Records shown:

PR #6030, opened 2026-04-29
fix: template content space settings now editable

hero101:
## Summary
- `updateTemplateContentSpace` mutation silently ignored the `settings` field — only `about` was being saved. Wire `TemplateContentSpaceService.update` through `SpaceSettingsService.updateSettings` so settings actually persist.
- Made all fields on `UpdateSpaceSettingsCollaborationInput` optional and changed the merge in `SpaceSettingsService.updateSettings` to apply only the fields the caller explicitly set. Sending a subset (e.g. just `allowGuestContributions: true`) no longer wipes out the other flags.
- Added unit tests covering the partial-merge contract (subset, explicit `false`, explicit `undefined`) and the template-content-space settings application path.

## Test plan
- [x] `pnpm exec tsc --noEmit` → exit 0
- [x] `pnpm exec biome check src/domain/space/space.settings src/domain/template/template-content-space` → exit 0
- [x] `pnpm exec vitest run src/domain/space/space.settings/space.settings.service.spec.ts src/domain/template/template-content-space/template.content.space.service.spec.ts` → 38/38 pass
- [x] Pre-commit full suite → 6382 pass
- [x] Red-green check on new tests: reverting either fix turns the new tests red; restoring brings them back green

## Schema
Non-breaking input change: 6 fields on `UpdateSpaceSettingsCollaborationInput` flip from `Boolean!` → `Boolean`. Existing clients sending all fields keep working.

## Summary by CodeRabbit

* **New Features**
  * Collaboration settings now accept partial updates: individual options are optional so you can update specific choices without sending all values.
  * Omitting a setting preserves its current value; explicitly setting a value (including false) overwrites prior configuration.
  * Space settings can be updated together with other space properties in a single operation.

* **Tests**
  * Expanded tests to verify partial-update/merge behaviors and combined settings updates.

### DIFF
--- a/src/domain/space/space.settings/space.settings.service.ts
+++ b/src/domain/space/space.settings/space.settings.service.ts
@@ -48,7 +48,10 @@ export class SpaceSettingsService {
         ([, value]) => value !== undefined
       );
       const definedFields = Object.fromEntries(definedEntries);
-      Object.assign(settings.collaboration, definedFields);
+      settings.collaboration = {
+        ...(settings.collaboration ?? {}),
+        ...definedFields,
+      };
     }
     if (updateData.sortMode) {
       settings.sortMode = updateData.sortMode;
--- a/src/domain/space/space.settings/space.settings.service.ts
+++ b/src/domain/space/space.settings/space.settings.service.ts
@@ -45,7 +45,7 @@ export class SpaceSettingsService {
       const collaborationUpdates = updateData.collaboration;
       const allEntries = Object.entries(collaborationUpdates);
       const definedEntries = allEntries.filter(
-        ([, value]) => value !== undefined
+        ([, value]) => value !== undefined && value !== null
       );
       const definedFields = Object.fromEntries(definedEntries);
       settings.collaboration = {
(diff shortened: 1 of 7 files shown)


src/domain/space/space.settings/space.settings.service.ts
```diff
@@ -41,7 +41,17 @@ export class SpaceSettingsService {
       settings.membership = updateData.membership;
     }
     if (updateData.collaboration) {
-      settings.collaboration = updateData.collaboration;
+      // Apply only the fields the caller explicitly set, preserving the rest.
+      const collaborationUpdates = updateData.collaboration;
+      const allEntries = Object.entries(collaborationUpdates);
+      const definedEntries = allEntries.filter(
+        ([, value]) => value !== undefined
```
ccanos: It should never happen, but it could be theoretically possible to pass `null` now to those boolean values that would pass this validation and end up in the db.
replacing this with `([, value]) => value !== undefined && value !== null` or check type === 'boolean' would prevent that.

ccanos (changes requested):
Very good, tested and works well, I was going to approve it but claude mentioned something that I think is worth changing, just one line and ready to go.

PR #6052, opened 2026-05-07
Backfills Office Documents entitlement

valentinyanakiev:

This pull request introduces a database migration to backfill the "Office Documents" entitlement for existing licenses. It solves a bug where licenses created before the introduction of this entitlement (originally shipped with PR #5967) did not automatically receive it.

The migration ensures that all existing `space`, `collaboration`, and `template_content_space` licenses have the `space-flag-office-documents` entitlement. The `enabled` state for the entitlement is set according to the default policy at the time of its introduction: `true` for `space` and `template_content_space` licenses, and `false` for `collaboration` licenses.

### Additional context

The migration uses self-contained constants to prevent future changes to global enums from affecting the historical accuracy of this migration. The `down` method safely removes all instances of this specific entitlement type.


antst (approved):
LGTM

PR #6053, opened 2026-05-07
Read image dimensions from file-service-go response (v0.0.17)

antst:
## Summary

Companion to [alkem-io/file-service-go#19](https://github.com/alkem-io/file-service-go/pull/19) (image canonicalization + post-rotation pixel dimensions, shipped as v0.0.17). Closes the regression where phone-photo avatars/banners failed dimensional validation with confusing `1082 not in 190-410` errors.

## The bug

Pre file-service migration, the server's `visual.service.ts:uploadImageOnVisual` used a sharp pipeline that auto-oriented images before measuring dimensions. Once image processing moved to file-service-go we kept the validation but switched to `image-size` on the raw upload buffer — which **does not apply EXIF rotation**. A portrait phone shot stored as `1082×127` with `Orientation=6` got measured as 1082-wide instead of 127-wide and was rejected as too wide for an AVATAR (190–410).

## The fix

file-service-go is now the single source of truth for canonical pixel dimensions. It already decoded the bytes as part of compression/auto-rotate; v0.0.17 just surfaces the resulting dims on every metadata-returning response (`POST /internal/file`, `POST /internal/file/copy`, `PATCH /internal/file/{id}`, plus the new content-replace endpoint). The server reads them off the response and validates against per-visual constraints. No local decode.

## Changes

- **Migration `1778198400000-AddContentMetadataToFile`**: `ALTER TABLE file ADD COLUMN content_metadata JSONB NOT NULL DEFAULT '{}'::jsonb`. JSONB chosen over top-level columns to forward-fit future content-type metadata (video duration, PDF page count, etc.) without further DDL. file-service-go writes this column at create time and lazy-backfills empty rows on first read.
- **`quickstart-services.yml`**: bump `alkemio/file-service-go` to v0.0.17.
- **file-service-adapter DTOs**: `CreateDocumentResult` (covers POST `/internal/file` AND POST `/internal/file/copy`) and `UpdateDocumentResult` gain optional `imageWidth?` / `imageHeight?`.
- **`IDocument` interface**: gains transient (non-TypeORM-mapped) optional `imageWidth?` / `imageHeight?`. Populated by `uploadFileAsDocumentFromBuffer` from the file-service-go response on upload-result paths; undefined for entities loaded via the standard repo path. Not `@Field`-decorated — server-internal, not exposed in GraphQL.
- **`storage.bucket.service.persistDocumentWithPreparedAuth`**: attaches `result.imageWidth` / `imageHeight` to the returned `IDocument`.
- **`visual.service.uploadImageOnVisual`**: drops the local `getImageDimensions(buffer)` call. Upload happens FIRST, validation reads dims from the returned `IDocument`. On dim-mismatch: delete the just-uploaded doc + throw, mirroring the rollback pattern used elsewhere for post-upload validation failures.
- **New `validateImageDimensionsOnVisual` helper** centralizes the read-and-validate flow.
- **Drop dead code**: `image.util.ts` (`getImageDimensions` wrapper) + spec, `index.ts` re-export, and the `image-size` package dep. Only caller was `visual.service.ts` before this PR.

## Deploy ordering

The migration must run **before** v0.0.17 deploys, otherwise sqlc queries on file-service-go fail. Migration runner runs ahead of service restart in our pipeline — handled automatically.

## Test plan

- [x] `pnpm exec tsc --noEmit` — clean
- [x] `pnpm test:ci:no:coverage` — all 6431 tests green
- [ ] Local manual verification: upload an EXIF-rotated phone photo (Orientation=6, e.g. 1082×127 raw) to an AVATAR visual; previously rejected, now accepted as canonicalized 127×1082.
- [ ] Deployed regression check against staging once both this PR and file-service-go v0.0.17 are running.

## Summary by CodeRabbit

* **Chores**
  * Upgraded file-service container image to v0.0.17 for improved image handling
  * Added a database migration to store file content metadata
  * Removed a local image-size dependency and shifted image dimension processing to the file-service

* **New Features**
  * Image uploads now surface width/height metadata post-upload and are validated against visual constraints; failed validations trigger best-effort cleanup and error reporting


antst:
@coderabbit review

antst:
@coderabbit declining the `imageDimensions?: { width, height }` grouping suggestion on `src/domain/storage/document/document.interface.ts:52-53`.

**Reasons:**

1. **file-service-go's contract guarantees atomicity at the source.** Both dims come from a single `vips` decode in `Process` — there's no code path on the Go side that produces width without height. The "half-populated" scenario the suggestion guards against would require a file-service-go regression that also bypassed their test suite.
2. **Wire format is flat.** `CreateDocumentResult` from file-service-go has `imageWidth` / `imageHeight` as flat fields (per the OpenAPI contract). Wrapping into a nested object on the server side adds a translation layer at the boundary that doesn't add safety the contract isn't already providing.
3. **Consumer site already enforces atomicity at runtime.** `validateImageDimensionsOnVisual` checks `if (imageWidth === undefined || imageHeight === undefined) throw` before either is used — so a hypothetical partial state would surface as a clear error, not a misleading width-only validation.
4. **Idiomatic consistency.** `IDocument` uses lots of independently optional fields (`createdBy?`, several relations, etc.). Adding a nested-object field for one property would be a one-off pattern in the interface.

The two flat optional fields are the natural shape for this "decorate-result-with-runtime-fields" pattern. Keeping them.

PR #6145, opened 2026-06-11
WIP: spec for actor collection callout

techsmyth:
## Summary
Exploring the requirements around having a callout for displaying a set of actors, with different display options. 

## Schema Contract Checklist (Feature 002)

If this PR affects the GraphQL schema, complete ALL items below:

- [ ] Ran `npm run schema:print` (and optionally `npm run schema:sort`) to regenerate `schema.graphql`.
- [ ] Retrieved base snapshot (e.g. `git show origin/develop:schema.graphql > tmp/prev.schema.graphql`).
- [ ] Ran `npm run schema:diff` to produce `change-report.json` and `deprecations.json`.
- [ ] Reviewed classifications; only expected changes present.
- [ ] (Optional) Ran `npm run schema:validate` and artifacts passed validation.
- [ ] Committed ONLY `schema.graphql` (not the JSON artifacts).

### Change Report Summary

Paste the key counts from `change-report.json` (example format below) — remove any zero lines if desired:

```
Additive: X
Deprecated: Y
Deprecation Grace: Z
Breaking: B (override applied? yes/no)
Premature Removals: P
Invalid Deprecations: I
Info: N
```

### Deprecations Added / Updated

List new or updated deprecations with schedules (`REMOVE_AFTER=YYYY-MM-DD | reason`). Indicate any in grace period.

### Breaking Changes (If Any)

If BREAKING changes are intentional:

- Rationale:
- Risk assessment / mitigation:
- CODEOWNER approval with phrase `BREAKING-APPROVED` requested? (link)

### Other Notes

---

Reference docs: `specs/002-schema-contract-diffing/quickstart.md` for full workflow and troubleshooting.


SimoneZaza (commented):
Very nice to get this thing going! A couple of remarks:
- User story 3 (allowing the admin to determine whether there are filter options or not) doesn't sound very important to me. Instead, I think it's important for the admin to be able to choose which contributors will be shown: all / users / organisations / virtual contributors. Once we have the custom roles, it would be nice to expand this set with roles as well, might be good to take that in from the start, as it will influence the UI choices. 
- I understand that we want to keep it simple for now, but it might be good to already think of the way we want admins to create these callouts. I think this should just be added to the standard post create flow, but the options when creating a post are becoming quite heavy. So we might want to expand the Space setting "Allow members to create posts" with more options than a simple yes or no. But that's of course for a different story.
- Just to be sure we're all on the same page: I understand that making it a collection of Actors works nice in the back, but for users these are two completely different things, and should be treated as different options as well.

techsmyth:
@SimoneZaza thanks for the feedback, gave the spec a good clean up + also took in some additional insights - please give the latest another scan! Can chat through on Monday...

techsmyth:
@SimoneZaza thanks for discussion on this one earlier, made the key changes discussed - think next step is a wider review...

bobbykolev:
I'm closing this PR as big part of the spec is already implemented and released. 
In case of missing refinements we can just create follow up stories.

Task prompt:
Lines after the one containing "- Made all fields" are left out; every line from the start of the entries through that line is restated word for word.

Response to this exercise:
PR #6030, opened 2026-04-29
fix: template content space settings now editable

hero101:
## Summary
- `updateTemplateContentSpace` mutation silently ignored the `settings` field — only `about` was being saved. Wire `TemplateContentSpaceService.update` through `SpaceSettingsService.updateSettings` so settings actually persist.
- Made all fields on `UpdateSpaceSettingsCollaborationInput` optional and changed the merge in `SpaceSettingsService.updateSettings` to apply only the fields the caller explicitly set. Sending a subset (e.g. just `allowGuestContributions: true`) no longer wipes out the other flags.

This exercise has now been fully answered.